Bizimkilerin tüm yayın hayatı boyunca rol aldım. İyi bir ekipti ve hepsi emekçi insanlardı. O projede yer almak herkes için önemli bir tecrübeydi. O emekçi insanları seyirci çok sevdi ve dizi iki ayrı kanalda on üç yıl kesintisi oynadı.

Dizinin başarısında elbette o ekibin oyunculuğu çok önemlidir.

Rahmetli Mehmet Akan’ı çok özlüyorum yeri bende ayrıdır. Dizideki Annem Ayşe Kökçü ile hala görüşüyorum, o zamandan bugüne uzanan güzel bir dostluğumuz var.

• O dönemin dizileri ile bugünkileri kıyaslarsak neler söyleyebiliriz?

Bizimkiler dizisindeki oyuncuların neredeyse tamamı tiyatro kökenliydi, sinema kökenli oyuncular bile hayatlarının bir döneminde tiyatro yapmış oyunculardı. Dolayısı ile dizi benim için ikinci bir okul gibi oldu. O dönemde belli bir kalitenin olduğunu söyleyebilirim çünkü tiyatro oynamak sizi eğitir.Yanlış anlaşılmasın televizyon ya da sinema oyunculuklarının kalitesiz olduğunu söylemiyorum ama sadece televizyon ve sinema oyunculuğu yaparsanız oyunculuğunuz belli bir noktada kalıyor, ben bunu görüyorum. Tiyatro oyunculuğu yaptıkça gelişiyorsunuz çünkü tiyatro seyircisi sizi her gece o sahnede eğitir.

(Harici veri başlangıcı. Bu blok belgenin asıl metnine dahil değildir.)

PR #4912, opened 2026-03-05
Add kitty keyboard protocol support

sundbp:
Implement the kitty progressive keyboard enhancement protocol, allowing tmux to negotiate richer key encoding with supporting terminals (ghostty, kitty, foot, etc.) and forward it to applications that opt in.

New server option 'kitty-keys' (off/on/always):
- off: disabled (default)
- on: negotiate kitty protocol with the outer terminal via CSI ? u auto-detection; inner applications receive kitty encoding only when they explicitly push CSI > N u
- always: force kitty disambiguate mode on all inner applications, similar to extended-keys always

Protocol support:
- Input: full CSI u / CSI ~ / CSI letter parser for kitty-encoded keys, including modifier colon subfields and event types (release events are discarded)
- Output: kitty CSI u encoder with reverse mapping tables for functional keys and legacy arrow/F-key sequences
- Inner application negotiation: CSI > N u (push), CSI < N u (pop), CSI ? u (query), CSI = N u (set) handled via input.c state machine with flag stack and alternate screen save/restore
- Auto-detection: CSI ? u query sent to outer terminal; response auto-adds the kitkeys terminal feature and activates the parser

Disambiguate mode (flag 1) follows the kitty spec for legacy fallback:
- Tab, Enter, Backspace without modifiers send raw bytes
- Ctrl+key combinations that map to C0 control codes (Ctrl+C, Ctrl+D, Ctrl+Z, etc.) send the raw C0 byte when Ctrl is the sole modifier
- Unmodified printable ASCII uses legacy encoding
- Caps Lock and Num Lock modifiers are stripped on both input and output since they are only meaningful with report-all-keys (flag 8+)

New key definitions: F13-F35, keypad keys, media keys, modifier keys, Super/Hyper/RealMeta modifier bits, Caps Lock/Num Lock modifier bits. Key string parsing and display supports Super-, Hyper-, and RealMeta- prefixes.

Terminal feature 'kitkeys' adds Enkitk/Dskitk capabilities. Foot included in default features; other terminals auto-detected via the CSI ? u query or configurable via terminal-features.


nicm:
Thanks. Will take a closer look some time soon. Only thing is I think this should be rolled into `extended-keys`/`extended-keys-format` somehow rather than adding a new option.

nicm:
A few other comments:

- `input-keys.c` is getting kind of big, so perhaps make `input-kitty.c` and move your kitty-specific functions in there?

- Please remove references to "legacy" key codes, it is unclear, use either VT10x or extended like the existing comments, depending which you want to refer to.

- I think `Super-`, `Hyper-`, `RealMeta-` are too long. I'd go with `Sp-`, `Hy-`, `Rm-`, although I don't like the name "Real Meta" much anyway so I'd probably just drop it for now, how many keyboards have both Alt and Meta?

- You can remove `(kitty keyboard protocol)` from the comments for `KEYC_` since these keys may exist in other encodings.

- Similar to above, I think this is making `tty-keys.c` too big and a new file `tty-kitty.c` would be better.

- I think "function key" is the more usual term rather than "functional key".

- 8 seems a bit excessive for `KITTY_KBD_STACK_MAX` and it is making `struct screen` a good bit bigger. TBH I would only keep two (current and saved).

It looks good otherwise, apart from a few style nits which can be easily fixed later. I didn't test it yet though.

Thanks!

sundbp:
I'm having a second run at it. I've been testing it - mostly good, found a couple of things. Incorporating these and will then attack your points before others can take a 2nd look.

sundbp:
Ok, I've had a 2nd pass at it now. I've gone over it, fixed a few small things and added some tests and so forth. I've also incorporated the feedback - apart from somehow rolling it into extended-keys / extended-keys-format. That one I don't feel very certain around an approach for. Let me know what you think @nicm 

btw, the python test script is there as I didn't manage to produce a bash version. It's feel like it should be possible but I failed at it.

nicm:
Code looks good to me, a couple of minor things:

- In the new files, `input-kitty.c` and `tty-kitty.c`, you should change the copyright line at the top of the file to your name and email address (if you don't want to include the email address, you can leave it out), and to 2026 instead of 2007.

- In `input_csi_dispatch`, variable declarations should go at the top of the file, not inside inner blocks. So that is `int flags, raw_flags, dropped, count, mode, flagset, raw_flagset;`. If the code or number of variables is getting unwieldly, use helper functions.

- Is there a rationale for making this a separate `kitty-keys` option? Why don't we just try to turn it on if we think the terminal supports it and `extended-keys` is `on`? It falls back sensibly to the standard extended keys, doesn't it?

- I don't know there is any need for `Dskitk`/`Enkitk`. This is not something different terminals are going to implement in a different way so users or terminals will need to redefine. I think we could just hardcode the escape sequences.

It's a bit of a pity they chose to occupy four modifiers to CSI u for this one feature when one would have been fine (or even extending CSI m further), but there is little to be done about that now.

I tried it lightly in ghostty, at least the normal extended keys seem to still work (such as `C-BSpace`, `C-1` etc). My keyboard doesn't really have any media keys or similar, and Super/Hyper are taken by the window manager, so I'll have to take your word for it that that sort of thing works.

ilyagr:
With this PR, if I run the following on Kitty 0.46 or Ghostty 1.3, most keys do not register in the resulting window (including normal letters). I'm using macOS Sequoia. I'm also using fish 4.5.0 (though I'm not sure where this matters).

    ./tmux -Ltest -f /dev/null set -s kitty-keys always \; set -s extended-keys always \; new

I think kitty-keys do not play well with extended-keys.

I am also getting some separate problems with keys like ^D. When I ran

    ./tmux -Ltest -f /dev/null set -s kitty-keys always  \; new dash

pressing ^D results in `^[[100;5u` being printed. 

Here is a log where I start tmux with `dash` with *both* extended-keys and kitty-keys and press `abc^d`, then have to use ^bx to quit (but the bug with ^d is present even without extended-keys):

[tmux-server-85653.log](https://github.com/user-attachments/files/25957254/tmux-server-85653.log)


According to AI:

> The interesting part starts at line **33149**. Lines 26029-33079 are terminal detection/startup. Here's the summary:
> 
> - **Line 33149-33737**: `a`, `b`, `c` received as plain bytes, written to pane, routed through `input_key_mode1` (which falls through to extended-keys encoding instead of raw bytes)
> - **Line 33747-33762**: `C-d` received as `\033[100;5u`, written to pane via `input_key_kitty` (sends CSI u to dash instead of raw `0x04`)
> - **Line 33833-33834**: `C-b` received as `\033[98;5u` (tmux prefix)
> - **Line 34079**: `x` — the quit
> 
> So lines ~33149–33762 are the key part — about 600 lines. You could trim the log to roughly lines 33100–34100 for a focused excerpt.

(but I didn't trim it :)


Here is AI's theory on what the bug with ^D is:

> Look at the key flow for `C-d`:
> 
> 1. Ghostty sends `\033[100;5u` to tmux (100='d', 5=Ctrl+1)
> 2. tmux parses this and creates key code `0x200000000064` — that's `d` with a `KEYC_CTRL`-like flag (the `0x2000000000` prefix)
> 3. In `input_key_kitty` at line 197, `mod` is computed from this key and is non-zero (Ctrl)
> 4. At line 263, `onlykey` is `0x64` ('d'), which is `<= 0x7f`, so we enter that block
> 5. At line 268, `mod != 0`, so the early return is skipped
> 6. Lines 273-275: it encodes as `\033[100;5u` and sends that to dash
> 
> **The missing logic**: in disambiguate mode (flag 1 only), `C-d` should be sent as the raw byte `0x04` (C0 control), not CSI u. The kitty spec says that Ctrl+letter combinations that produce C0 codes (0x01-0x1a) should use the legacy byte in disambiguate mode. There's no check here for "Ctrl is the only modifier and the key maps to a C0 code → send the C0 byte instead."


----


I was also sorry to discover that "release events" are discovered. My primary use-case for this was a terminal app that uses those (it's a weird one, Ki editor, it has so-called "momentary layers"). But, according to the same AI, fixing that would be a large project.

ilyagr:
Actually, I'm experiencing the bug where typing "abc" doesn't work even without turning on kitty-keys, just with this PR and

     ./tmux -vv -Ltest -f /dev/null set -s extended-keys always \; new fish

It works fine without this PR, at d32088b.

This does only become a problem with fish, though (I have fish 4.5.0), using dash here avoids the bug.

But this is a bigger problem because this breaks existing users with `extended-keys` set to `always` in their config, of which I am one (whether that's wise is a different question, I don't remember what didn't work without that setting).

ilyagr:
Oh, and thank you for working on it!

sundbp:
@nicm thanks for the input! I'll have a look at the smaller adjustments. In terms of folding into extended-keys it seemed "safer" to make it an opt-in for this specific case and being able to tell that mode and this mode apart. But I think you're right it could be combined. Up for attempting that.

@ilyagr thanks for giving it a spin. And it draws out that I just tried this in ghostty on linux (minor testing in kitty), with kitty-keys on. I have completely glossed over any manual testing without kitty-keys being on. I think kitty-keys always is generally a bad idea - you'll get key codes sent to apps that don't support them etc. First port of call is some manual testing (outside the existing regression tests) with kitty-keys off, and with both extended-keys and kitty-keys on. I put the PR forward mostly to gage interest - I'm aware it needs a lot more testing!

sundbp:
My quick test (zsh user, don't belive foot comes into this), on ghostty 1.2.3:
1. kitty-keys always and extended-keys always = gridlock, no input works
2. kitty-keys on and extended-keys always = works ok in my limited testing
3. kitty-keys off and extended-keys always = works ok in my limited testing
3. kitty-keys always and extended-keys on = works ok in my limited testing
3. kitty-keys on and extended-keys on = works ok in my limited testing

So the path that's (definitely) broken is always+always. In general testing I'm not sure it's good to ever use kitty-keys always - it'll send the wrong key codes to various applications that don't know how to handle them. I haven't taken the time to understand what extended-keys really does - but as a first step I'll fix the gridlock case.

nicm:
I'd be inclined to remove the `always` for `kitty-keys` if it doesn't make sense.

It's OK to keep `kitty-keys` for now and we can think about how/if to integrate it with the other options later.

sundbp:
This removes the conflict as an intermediate step. I think I agree that it does not make sense to allow always for kitty-keys - I can't see a case where it makes sense. I'm far from an expert here though - very much open to bigger brains with more experience in this field opining!

sundbp:
Addressed the items raised in your previous comment @nicm . Unifying kitty-keys and extended-keys is the item left out, and the one I feel a bit nervous around attempting.

I'd love for people to test this more, and for more knowlegable people to comment if it makes sense to remove kitty-keys = always. I think we need to build a bit of confidence via more wide spread testing before confirming all is well. In my daily usage I haven't found any issues, but there's a lot of corner cases out there I'm sure given the rich domain of tty interactions..

ilyagr:
You can't reproduce the issue where ^D doesn't work with `kitty-keys off and extended-keys always`? Nor the one where nothing works with fish + `kitty-keys off and extended-keys always`?

Yamagi:
> You can't reproduce the issue where ^D doesn't work with kitty-keys off and extended-keys always? Nor the one where nothing works with fish + kitty-keys off and extended-keys always?

It reproduces for me with alacritty + zsh. It's even somewhat stranger. ^D doesn't work right after tmux was started. But it starts working after Vim (which enabled the Kitty Keyboard Protocol) exited...

sundbp:
So this is why I'm thinking that it basically never makes sense to set kitty-keys = always. With this setting you will ALWAYS have the kitty protocol active, meaning that anything running that doesn't speak it, will not get the inputs it expects. In this mode, Ctrl-D works fine if the thing you run inside of of your session support the protocol, otherwise it'll get "garbage" keys. If you run with kitty-keys = on then you will only send the extended protocol keys when the running application actually supports the protocol, and if it doesn't support it the expected codes are sent. The sane path.

I strongly suggest testing with kitty-keys = on. And as I suggested before, I think it makes sense to not even support = always and I remove that from the PR. I only added it by symmetry to how the extended-keys was done, but now I think it likely doesn't make sense.

Yamagi:
Ah, okay. I set `kitty-keys = always` in the first place because Vim wasn't working with `kitty-keys = on`. So this warrants a second look.

Vim requests the Kitty Keyboard Protocol by emitting `[=1;1u`. If I read https://sw.kovidgoyal.net/kitty/keyboard-protocol/#ctrl-mapping right this should enable disambiguate escape codes, the same way as setting `kitty-keys = always` does unconditionally.

Let's take *ctrl-3* as example key combination. When I request disambiguate escape codes in plain Alacritty I get:

```
% printf '\033[=1;1u'
% cat -v
^[[51;5u
```

This is a CSI escape code as specified by the Kitty Keyboard Protocol. Key 51 is "3", modifier is 1 + 4 for ctrl.

But when I do the same in tmux I get:

```
% printf '\033[=1;1u'
% cat -v
^[[27u
```

This is a legacy escape code. ctrl combines with "3" maps to Key 27 which is Escape.

So even if disambiguate escape codes where requested, a legacy escape is send. This looks like a bug in tmux. Or am I missunderstanding something?

sundbp:
Probably a bug! I'll look at it.

sundbp:
@Yamagi I've attempted to deal with the outer vs inner kitty mode with this latest commit. Any feedback welcome!

cippaciong:
Hello @sundbp and thanks a lot for your efforts on this feature!

I did a quick test on your latest commit with `./tmux -Ltest -f /dev/null set -s kitty-keys on \; set -s extended-keys on \; new` and it looks good to me. I didn't do a thorough test to be honest, just a few key combinations that I knew were not working before and they all give the expected results in and out of tmux

```
$ printf '\e[>1u'

# Pressing in sequence: Ctrl-/ Ctrl-. Shift-Enter Ctrl-3
$ cat -v
^[[47;5u ^[[46;5u ^[[13;2u ^[[51;5u
```

sundbp:
Great to hear. I'm not sure what the appropriate path to getting enough confidence to merge this looks like.. I gave it a go as it seemed that missing kitty keyboard mode is a growing "gap" in tmux, but I'm far from an expert in this space. As it touches on fairly central key code interpretation paths, even in off mode we still touch new code (that should do nothing :)) in the main input paths - hence it it does seem high impact in case I've messed something up. Review by others and real world testing is only thing I can think of.

Yamagi:
I can comfirm that Vim is now working fine with `kitty-keys on`.

> I gave it a go as it seemed that missing kitty keyboard mode is a growing "gap" in tmux, but I'm far from an expert in this space. As it touches on fairly central key code interpretation paths, even in off mode we still touch new code (that should do nothing :)) in the main input paths - hence it it does seem high impact in case I've messed something up. 

For me this is one of the most important additions to tmux in the last years. While I can work with legacys keys and modifyOtherKeys work around the most annoying problems, the Kitty Keyboard Protocol is another level. Reliable mappings for ctrl-$number alone are a huge advantages.

I'll use this branch on my work laptop over the next few days. I'll report any bugs I encounter and give feedback if there are no remaining problems for me.

cippaciong:
> I'll use this branch on my work laptop over the next few days. I'll report any bugs I encounter and give feedback if there are no remaining problems for me.

I've been doing the same and I think I found an issue with compose key and accent letters.

This is what I get outside of tmux when I type ```RightAlt + ` + e``` (RightAlt is my compose key):
```
printf '\e[>1u'; cat -v
è
```

And this is what I get in tmux (`kitty-keys on`, `extended-keys on`) with the same combination:
```
printf '\e[>1u'; cat -v
^[[1107339459u
```

sundbp:
Great - I don't type those kinds of characters so hadn't tried this. I pushed a fix for this case - please see if it behaves as expected @cippaciong

cippaciong:
Awesome, works now!

```
printf '\e[>1u'; cat -v
èéẁç°ü
```

Thanks @sundbp for the quick fix

hovsater:
Hey! 👋 I'm super excited to try this out as I'm using [dte](https://gitlab.com/craigbarnes/dte) which supports both the legacy mode (`modifyOtherKeys`) as well as Kitty's keyboard protocol.

I don't think it makes sense to ever set `kitty-keys = always` as it would require all applications you interact with to also support and understand the escape sequences emitted by the protocol. Normally, the running application asks the terminal to enable the protocol for it specifically and then it's turned off again once you quit the program.

I'm going to report back soon!

hovsater:
I tested the following combinations:

- `kitty-keys = on` and `extended-keys = on`
- `kitty-keys = off` and `extended-keys on`

And it seems to be working great at first glance! I'm going to use this branch for work tomorrow and see if I'm running into anything unexpected.

sundbp:
I pushed the change to remove the always mode. It's was kind of useful during debugging, but I don't think it's a sensible foot gun to keep around (as this comment thread illustrates).

nicm:
Where is this now? Still any changes to come? I can take another look. Thanks

sundbp:
Nothing outstanding from me - and haven't had any reports of new issues found from the few people testing so far.

Yamagi:
I've used this branch as daily driver on my work laptop and on my personal desktop since last Wednesday. I didn't encounter any further problems with `extended-keys = on` and `kitty-keys = on`. From my side everything is working as expected.

GladioFeng:
PixelSnap 2026-03-26 at 11 16 57@2x
I encountered an error with the invalid option: kitty-keys.

kohane27:
I'm also using this fork and solved some real problems for me. Before using the fork, when pasting in Neovim it sometimes becomes ``[27;5;106~Key binding Action[27;5;106~Space`[27;5;106~`` and hence I can't use `extended-keys on`. But this fork allows me to use `extended-keys`! I will continue to test and see how it goes. Thanks again!

GladioFeng:
It works for me now, but how can I bind Cmd + \ in tmux? D-\ is not working.

ilyagr:
I also tried out the latest version of this PR briefly, and didn't have any problems this time, even with `extended-keys = always` (I briefly tired both `kitty-keys=on` and `off`).

craigbarnes:
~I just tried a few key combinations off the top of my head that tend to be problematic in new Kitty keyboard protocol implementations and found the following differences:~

Seyircinin nefesini hissedersiniz ve o size bir eğitim verir. Sizi beğenmezse anında duvara çarparsınız çünkü kamera önünde olduğu gibi sahneyi tekrar oynama şansınız yoktur. Nerede hata yaptığınızı bulmak için sürekli kendiniz sorgularsınız ve bu gelişminize büyük bir katkı sağlar.

Bugün televizyonda yine tiyatrocu arkadaşlarımızı görmek mümkün ancak sayı olarak çok daha azlar. Bunun nedeni yapımcıların tiyatrocu oyuncuların dizi sezonu içerisinde bir oyunda oynamalarını istememeleri. Bu da tiyatrocuları televizyon ve tiyatro arasında bir seçim yapmak durumunda bırakıyor. Ancak televizyon dizilerinde star kabul edilen oyuncuların yanında mutlaka tiyatro kokenli bir oyuncu görüyorsunuz ve onların oyunculuğu diziye güç katıyor.

Yeni mezun tiyatrocular televizyondan kazandıkları para ile tiyatro açmayı ya da bir oyunu sahnelemek için çabalıyorlar bu o kadar zor bir şey ki. Çünkü dizinin tutup tumayacağı, yayında kalıp kalmayacağı belli olmuyor. Herşey reytinglere bağlı ve bu televizyon oyunculuğunu sabun köpüğüne çeviriyor.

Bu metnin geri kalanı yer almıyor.